The absolute value of a number is its distance from zero on the number line, regardless of direction. It's always a non-negative value, which means it can't be less than zero. When we see an expression like \(|x+2|\), we're looking at how far the value \(x+2\) is from zero.

• For example, \(|3| = 3\) because 3 is three units away from zero.
• Similarly, \(|-3| = 3\) because -3 is also three units away, just in the opposite direction.

When solving absolute value inequalities like \(|x+2| \geq 0.1\), it means we need the distance of \(x+2\) from zero to be no less than 0.1. Therefore, we explore two possibilities: the expression \(x+2\) is greater than or equal to 0.1, or less than or equal to -0.1. This results from how absolute value addresses both the positive and negative directions.

Interval notation is a mathematical shorthand used to express ranges of values that satisfy an inequality. It is compact and provides a quick way of describing sets of numbers.
Interval notation uses brackets and parentheses to show which endpoints are included or excluded:

• Parentheses, \(( \text{ and } )\), are used when the endpoint is not included (open interval).
• Brackets, \([ \text{ and } ]\), are used when the endpoint is included (closed interval).

For the solution of the inequality \(|x+2| \geq 0.1\), we express this in interval notation as \((-\infty, -2.1] \cup [-1.9, \infty)\). This tells us:

• A range from negative infinity up to and including -2.1.
• Another range starting from -1.9 and going to positive infinity.

This notation clearly conveys that any \(x\) within these intervals satisfies our original inequality.

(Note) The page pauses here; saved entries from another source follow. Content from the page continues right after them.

PR #590, opened 2026-04-12
Phase 1 dependency upgrades

rBangay:
## What does this change?

This is the first pr in a series of pr's to try and update the core dependencies to the latest (or as close to as we can get).

In this pr we have updated:

- The nx dependecies from v15.9 to v22.6.5
- typescript from v5.5.2 to 5.9.3
- @typescript-eslint from v5 to 8.58.1
- @guardian/eslint-config-typsript from v3.0.0 to 12.0.0
- eslint from v8.15 to v8.57.1
- vite from v4 to v7 and vitest from v1 to v4

Originally the main objective of this first pr was to upgrade the nx packages, the other dependency upgrades in this pr subsequently became necessary.

The eslint upgrades resulted in a stricter rule set which meant fixing a lot of lint errors.

Where possible I have removed any overides from the package.json file. I'm hoping to remove more (if not all) of them by the end of these series of prs.


apps/newsletters-api/src/main.ts
```diff
@@ -49,6 +43,9 @@ if (isServingReadEndpoints()) {
 
 const start = async () => {
 	try {
+		if (isServingUI()) {
+			await registerUIServer(app);
+		}
```
rBangay, line 48: This moved here so that it is called once when the app starts. This was caught by the codeQL step (which happened after updating express) which noticed that the previous functionality could lead to the function being called multiple times, and it didn't have any rate limit protection around it

georgerichmond (approved):
Great - just one tiny comment doesn't really matter though

PR #598, opened 2026-04-16
dependency upgrades (phase 5) - typescript

### LINKED ISSUE #597: Newsletters-nx core dependency upgrades - phase 5
As a follow on from recent work to upgrade some transitive dependencies in order to fix vulnerabilities.

We had to fix the vulnerability issues using the overrides section of the package.json file as there wasn't a clear path to upgrade the core dependencies which in some cases are multiple major versions behind the latest version.

This card represents the work to upgrade our core dependencies to the latest versions.

Included in phase 5 is (hopefully the last of these for a while):

Typescript

rBangay:
## What does this change?

The fifth pr in a series of pr's in order to try and get our core dependencies up to date. This time we have updated Typescript from v5 to v6

### DIFF
--- a/apps/newsletters-ui/src/vite-env.d.ts
+++ b/apps/newsletters-ui/src/vite-env.d.ts
@@ -1,0 +1,1 @@
+/// <reference types="vite/client" />
--- a/libs/state-machine/project.json
+++ b/libs/state-machine/project.json
@@ -6,14 +6,18 @@
 	"tags": [],
 	"targets": {
 		"build": {
-			"executor": "@nx/js:tsc",
-			"outputs": ["{options.outputPath}"],
+			"executor": "nx:run-commands",
+			"outputs": ["{workspaceRoot}/dist/libs/state-machine"],
+			"inputs": ["production", "^production"],
+			"cache": true,
+			"dependsOn": ["^build"],
 			"options": {
-				"outputPath": "dist/libs/state-machine",
-				"main": "libs/state-machine/src/index.ts",
-				"tsConfig": "libs/state-machine/tsconfig.lib.json",
-				"assets": ["libs/state-machine/*.md"],
-				"rootDir": "."
+				"commands": [
+					"npx tsc -p libs/state-machine/tsconfig.lib.json",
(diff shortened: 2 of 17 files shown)


apps/newsletters-ui/src/vite-env.d.ts
```diff
@@ -0,0 +1 @@
+/// <reference types="vite/client" />
```
rBangay, line 1: I had to add this in so that `./apps/newsletters-ui/src/app/components/GeneratedCodeDataPoint.tsx` can continue to import a css file!

libs/state-machine/project.json
```diff
@@ -6,14 +6,18 @@
...
+			"dependsOn": ["^build"],
 			"options": {
-				"outputPath": "dist/libs/state-machine",
-				"main": "libs/state-machine/src/index.ts",
-				"tsConfig": "libs/state-machine/tsconfig.lib.json",
-				"assets": ["libs/state-machine/*.md"],
-				"rootDir": "."
+				"commands": [
+					"npx tsc -p libs/state-machine/tsconfig.lib.json",
+					"cp libs/state-machine/*.md dist/libs/state-machine/ 2>/dev/null || true"
```
rBangay, line 17: I had to add these manual tsc and copy commands in here instead of using nx/js:tsc. I do not know why nx didn't want to run tsc properly after the typescript update 😖

libs/state-machine/tsconfig.lib.json
```diff
@@ -1,10 +1,18 @@
 {
 	"extends": "./tsconfig.json",
 	"compilerOptions": {
-		"outDir": "../../dist/out-tsc",
+		"outDir": "../../dist/libs/state-machine",
```
rBangay, line 4: this has changed here as part of the switch to using the 2 manual `tsc` and `cp` commands in the [‎libs/state-machine/project.json](https://github.com/guardian/newsletters-nx/pull/598/changes#diff-d035f53feb8308a27ab66fb665fa45ad4b0dc7e629a1e4e095b070f5dfbc6117) file. This was previously handled by the `@nx/js:tsc` step but now the outDir needs to explicitly match the directory that the `cp` command in project.json uses.

georgerichmond (approved):

PR #600, opened 2026-04-17
Implement a simple client-side feature switch functionality

andrewHEguardian:
## What does this change?

Adds client side feature switch functionality that can toggle switches on or off by URL and is stored in local storage.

Solving inequalities involves finding the set of values that make the inequality true. Let's break it down using the given inequality \(|x+2| + 0.1 \geq 0.2\):
First, simplify the inequality by isolating the absolute value:

• Subtract 0.1 from both sides: \(|x+2| \geq 0.1\).

Next, interpret the absolute value inequality by considering two possible scenarios:

• \(x+2 \geq 0.1\) leading to \(x \geq -1.9\).
• \(x+2 \leq -0.1\) leading to \(x \leq -2.1\).

Finally, express the solution using interval notation, combining the solutions from both scenarios as \((-\infty, -2.1] \cup [-1.9, \infty)\).
These steps help solve inequalities in a structured way, ensuring that we account for all possible values of \(x\) that make the inequality true.